1) Set the meter in a relatively dim corner and set it to peak mode.
2) Waited a few seconds for it to settle on a peak (30).
3) Hit it with the center beam of my E2e from about one meter away (1880).
4) Subtracted 30 from 1880 to get 1850.

Did I do that correctly? Does 1850 Lux seem plausible for E2e with fresh Batteries?


----------



## PaulW (Sep 5, 2003)

Yes, that is about right -- a good approximation. But if you had measured the distance at one meter exactly, your accuracy would have been maximum, equal to the accuracy of the meter. A 10% error in distance will create a 20% error in light intensity.

Your ambient light level is less than 1 per cent. If it's less than, say, 10 per cent, your subtraction method should be valid. It might be valid at any ambient level, but I'm not sure. Perhaps Doug S will chime in. He's a smart cookie on stuff like this.

850 lux sounds about right for am E2e. Believe it or not, although I have an E2e, I have not measured the intensity of its beam. But I did measure my A2 at 2400.

When I first got my meter, I tried the peak mode. It worked all right, but I enjoy seeing the reading vary as I move the light to maximize the reading. It helps me find that "sweet spot." . . . just a personal preference.

Paul


----------



## Doug S (Sep 5, 2003)

Paul is spot on with his emphasis on the sensitivity of the distance error. Your method of subtracting out the ambient should work fine of any ambient level. I have no idea what a reasonable measurement would be for your light. To the best of my knowledge, I have never even laid eyes upon a Surefire product. I can hear people gasping in disbelief but it is true.


----------



## JohnK (Sep 5, 2003)

As an optometrist that has done industrial work, I don't really understand the value of the Lux meters (with flash lights). They measure a brightness value at a "point", which says absolutely nothing about the "surround", or "lumens", or really anything.

I could forsee a manufacturer making a reflector that pops a zillion "lux" at a tiny point, then goes to heck every where else.

I think the only scenerio where this measurement is useful, is in real world situations with DIFFUSE lighting; where perhaps an assembly line is fairly uniformly lighted by fluroscents, etc., and judgements can be made as to the proper brightness/illumination level.

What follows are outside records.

PR #607, opened 2021-12-13
refactor: move from io/ioutil to io and os packages

Juneezee:
The `io/ioutil` package has been deprecated in Go 1.16 (See https://golang.org/doc/go1.16#ioutil). This PR replaces the existing `io/ioutil` functions with their new definitions in `io` and `os` packages.

### DIFF
--- a/benchmark/internal/cireport/tablereport.go
+++ b/benchmark/internal/cireport/tablereport.go
@@ -5,13 +5,14 @@ import (
 	"context"
 	"embed"
 	"fmt"
-	"golang.org/x/sync/errgroup"
-	"gopkg.in/yaml.v2"
-	"io/ioutil"
 	"math"
+	"os"
 	"sync"
 	"text/template"
 	"time"
+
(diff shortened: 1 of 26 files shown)


petethepig (approved):
@Juneezee Thanks for contributing, it looks great! Do you know if there's any way to enforce this? Maybe there's some linter or something like that we could use to make sure we don't use ioutil going forward?

Juneezee:
> @Juneezee Thanks for contributing, it looks great! Do you know if there's any way to enforce this? Maybe there's some linter or something like that we could use to make sure we don't use ioutil going forward?

@petethepig Hi! Thanks for reviewing this PR. We can use the `depguard` in `golangci-lint`, see https://golangci-lint.run/usage/linters/#depguard

petethepig:
@Juneezee Awesome, that would be quite useful! I'm going to merge this one, if you want to add `depguard` from `golangci-lint` to github actions feel free to do so in a separate PR, but no worries if you don't :)

PR #608, opened 2021-12-13
chore(frontend): create box component

eh-am:
Creates a box component, which simply creates a box around it. Example:
image

It was extracted from the flamegraph, now making it declarative:
```js
<Box>
  <FlamegraphRenderer />
</Box>
```

The motivation is that we don't always want to render that box, so it's left to the caller. 
(An example of not requiring the box is the grafana panel, another example is rendering the Flamegraph into the documentation)

Since I was at it, also fixed the alignment/spacing of pages. For example, previously:
Previously             |  Now
:-------------------------:|:-------------------------:
image | image 

Previously             |  Now
:-------------------------:|:-------------------------:
image | image

We achieve that by moving the spacing into the parent component. So now the children don't have to set up the margin themselves.


petethepig (approved):
:+1:

Rperry2174:
this is awesome @eh-am thanks for cleaning all this up!

PR #609, opened 2021-12-14
fix: avoid converting args to double dash and disable flag parsing for adhoc.

abeaumont:


cmd/pyroscope/command/adhoc.go
```diff
@@ -46,6 +46,7 @@ provided. It can also be override the default exec mode with the '--push' flag.
 thorugh '--url' where it tries to retrieve profiling data in any of the
 supported formats. In this case arguments are optional, and if provided,
 they are used to launch a new process before polling the URL.`,
+		DisableFlagParsing: true,
```
petethepig, line 49: this seems extreme, how does it parse flags like --url now? Do we do it explicitly somewhere now?

abeaumont: Yeah, this is quite unintuitive, and I don't yet get all the details of how our parsing works, but I'll try to elaborate a bit on this.
There seems to be internal support for flag/argument parsing (in the [cli](https://github.com/pyroscope-io/pyroscope/blob/main/pkg/cli/) package) and this implementation already supports the expected _flags should appear before args_ logic, while cobra doesn't understand it. This means there's no need for cobra to do the parsing, but if we do so, it'll break whenever a command with their own flags is used.
This support seems to have been introduced in https://github.com/pyroscope-io/pyroscope/commit/50351b1dddd13fc488c322939961a489aad72368#diff-9a73f16f33e1ba62848f39fe5e3171a461913778f019d27fbd9bba6ea12d0ea2, possibly to solve the same problem `adhoc` is currently facing, and currently most commands have this flag set (`agent`, `server`, `exec`, `convert` and `dbmanager`).

petethepig (approved):

PR #611, opened 2021-12-15
fix: assets handling when using base-url argument

### LINKED ISSUE #610: `base-url` is not used correctly for all web resources
The `base-url` parameter doesn't seem to prefix links to assets (CSS/JS,etc).

We run a central nginx instance for each cluster which reverse-proxies to various services. The URL `https://<cluster>/directory-loki/pyroscope/loki-dev-001` results in a blank page, even if I specify the `base-url` as `/directory-loki/pyroscope/loki-dev-001`; all of the assets 404 because they're not using that prefix.

petethepig:
Fixes #610

As I was debugging the assets issue I also noticed that oauth flow was broken in base-url mode so I fixed that in this PR as well.

Here's a list of main changes:
* I made it so that we include BaseURL when referring to js and css files in html templates, this makes URLs absolute when using with BaseURL and solves the issue of missing assets
* I changed the images `publicPath` in webpack config to be relative. The idea here is that this way the image urls we'll always be relative to the CSS file and so this will work in all cases
* for 1 image that was loaded from JS I moved that class to CSS for now as well. The fundamental issue there is that after the previous change (`publicPath`) loading images from HTML (as opposed to from CSS) via relative paths no longer works. So this is a workaround. @eh-am For now I'm thinking let's just agree to only reference to images from CSS, and for a long term plan, let's discuss this on a call soon.
* for oauth flow, I had to make changes so that any time we do redirects we include base URL in the URL we're going to.

Overall I'm not super happy with this solution because I feel like it's going to be hard to maintain. These tweaks I made are not obvious and suddle, and I'm worried when we add new pages / features / images we're likely to break base URL functionality again. @eh-am this is not urgent, but I think having cypress tests would help massively in this case so let's discuss this soon as well.


pkg/server/controller.go
```diff
@@ -81,6 +83,13 @@ type Notifier interface {
 }
 
 func New(c Config) (*Controller, error) {
+	if c.Configuration.BaseURL != "" {
+		_, err := url.Parse(c.Configuration.BaseURL)
+		if err != nil {
+			logrus.Error("base URL is invalid, some redirects might not work as expected")
```
Dzalevski, line 89: @petethepig Maybe you should return the err coz if you use that controller after this log this will lead to nil pointer error

pkg/server/controller.go
```diff
@@ -310,6 +319,19 @@ func (ctrl *Controller) isAuthRequired() bool {
 	return ctrl.config.Auth.Google.Enabled || ctrl.config.Auth.Github.Enabled || ctrl.config.Auth.Gitlab.Enabled
 }
 
+func (ctrl *Controller) redirectPreservingBaseURL(w http.ResponseWriter, r *http.Request, urlStr string, status int) {
+	if ctrl.config.BaseURL != "" {
```
Dzalevski, line 323: @petethepig you are already doing that in Constructor of Controller New()?

pkg/server/controller.go
petethepig: agreed, I changed it a bit. Thanks for the tip @Dzalevski !

pkg/server/controller.go
petethepig: yeah, but I need to modify the url so I'm parsing it again. it's cheap and prevents any potential issues related to reusing an object (url object in this case)

PR #615, opened 2021-12-16
fix: use the correct controller variable.

abeaumont:


eh-am (commented):
Good catch but I don't think this is even being called :thinking:

abeaumont:
Yeah, you are right, it's not, let's do some clean-up then.

PR #616, opened 2021-12-16
feat(frontend): allow to export flamegraph json

eh-am:
Not optimal but it works.
Currently scoped to `single` flamegraphs (ie. singel view, comparison diff but NOT diff view, since we don't support importing that yet).

Had to store the raw response from /render in the store since that's what adhoc expects. Yadda yadda `deltaDiffWrapper` is troublesome.

Peek 2021-12-16 11-20

### DIFF
--- a/webapp/javascript/components/ExportData.tsx
+++ b/webapp/javascript/components/ExportData.tsx
@@ -5,8 +5,13 @@ import { FontAwesomeIcon } from '@fortawesome/react-fontawesome';
 import { faBars } from '@fortawesome/free-solid-svg-icons/faBars';
 
 import clsx from 'clsx';
+import { Flamebearer } from '@models/flamebearer';
 
-function ExportData() {
+interface ExportDataProps {
+  exportFlamebearer?: Flamebearer;
+}
+function ExportData(props: ExportDataProps) {
+  const { exportFlamebearer } = props;
   const [toggleMenu, setToggleMenu] = useState(false);
 
   const formattedDate = () => {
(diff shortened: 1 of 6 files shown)


webapp/javascript/components/ExportData.tsx
```diff
@@ -44,6 +49,21 @@ function ExportData() {
     setToggleMenu(!toggleMenu);
   };
 
+  const downloadFlamebearer = function (
+    exportObj: Flamebearer,
+    exportName: string
+  ) {
+    const dataStr = `data:text/json;charset=utf-8,${encodeURIComponent(
+      JSON.stringify(exportObj)
```
petethepig, line 57: for large files, could we do use something like this? https://github.com/eligrey/FileSaver.js

petethepig:
Love it! How hard would it be to also add pprof export option? You can use the same render url and set `format=pprof` to make it work. I guess a slight complication is that you might also have to replace `from` and `until` parameters (because default ones are relative to `now`).

Rperry2174:
After looking more at this I'm wondering would it be easier to add in the "metadata" that you were mentioning as part of this PR? We could also do separately if that's going to complicate things somewhere else

webapp/javascript/components/ExportData.tsx
eh-am: Good idea, I'm going to be bold here and leave as it is until it become a problem though. I believe our flamegraphs are small enough for that to become an issue.

eh-am:
@petethepig @Rperry2174 Let's do pprof in a diff PR, since that requires updates to the metadata.

PR #620, opened 2021-12-17
feat: export pprof format

eh-am:
Add a POC of exporting to pprof format

Peek 2021-12-16 21-17

CC: @abeaumont where to put that metadata. As you can see it's used to generate the download URL, so I enhanced the response instead of adding to the `Flamebearer` interface. Let me know what approach you find best.


abeaumont:
It looks good!

eh-am:
Now that I am thinking, this may pose a problem when running in Grafana, since the /render URL can be completely different.

gawicks:
@eh-am  didn't realize there was already an open PR on exporting pprof. Closing #645 in favour of this!

webapp/javascript/components/ExportData.tsx
```diff
@@ -64,6 +65,21 @@ function ExportData(props: ExportDataProps) {
...
+    const url = `${buildRenderURL({
+      from: flamebearer.metadata.startTime,
+      until: flamebearer.metadata.endTime,
+      query: flamebearer.metadata.query,
+      maxNodes: flamebearer.metadata.maxNodes,
+    })}&format=pprof`;
+
+    const downloadAnchorNode = document.createElement('a');
+    downloadAnchorNode.setAttribute('href', url);
+    document.body.appendChild(downloadAnchorNode); // required for firefox
```
gawicks, line 78: Just curious, instead of doing this with javascript wouldn't it be simpler to use an anchor tag in the export menu?

eh-am: Hey!

That's a really good question, there are a few reasons (one stronger, the others meh):

1 - We are already doing that for png/JSON: 
https://github.com/pyroscope-io/pyroscope/blob/3435a212aa659d5240f84702926833d351a9d44f/webapp/javascript/components/ExportData.tsx#L53-L64
https://github.com/pyroscope-io/pyroscope/blob/3435a212aa659d5240f84702926833d351a9d44f/webapp/javascript/components/ExportData.tsx#L27-L44

By maintaining consistency it becomes easier to a) understand the code b) refactor c) test

2 - There's an argument to be made that the anchor tag being used for navigating to another page and button for actions. Here we aren't really navigating to anywhere.

3 - The operation is delayed and obscured, which currently does not seem to matter >much<, but it will for cases like grafana where you need bit more involvement than simply pointing to a URL.

But honestly, both ways work. I woulnd't care too much about this.

lizthegrey:
Oh hell yes. Being able to examine accumulated profiles in the language native tooling for local analysis with local binaries (e.g. for disassembling to asm) would be handy.

eh-am:
Unfortunately not all features are there, like accessing the source or disassembling :(

petethepig (approved):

With tightly focused lights, I find the measurements almost useless; viv a vis a LUX reading for the SL TL-2 LED at far higher readings than the TL-3 LED, or the SF L4. I like the TL-2 LED, and TL-3 LED, I own them both, but feel that these reading are at best misleading (Quickbeam, whom I respect a great deal, is the first to explain this, when he gives the readings), and at worst, totally misrepresent what we are trying to find out. 

"Lux" measurements give you nothing except the often noted example of a Laser brightness at ONE POINT, and absolutely NOTHING else.
NO other information, zip, nada !

Gotta be a better way.

I suppose reviewers astute comments, added to the "Lux" stuff will have to make the difference.


----------



## Saaby (Sep 5, 2003)

They're still fun toys though. Flashaholics and toys go hand in hand. Flashlight related toys are even better.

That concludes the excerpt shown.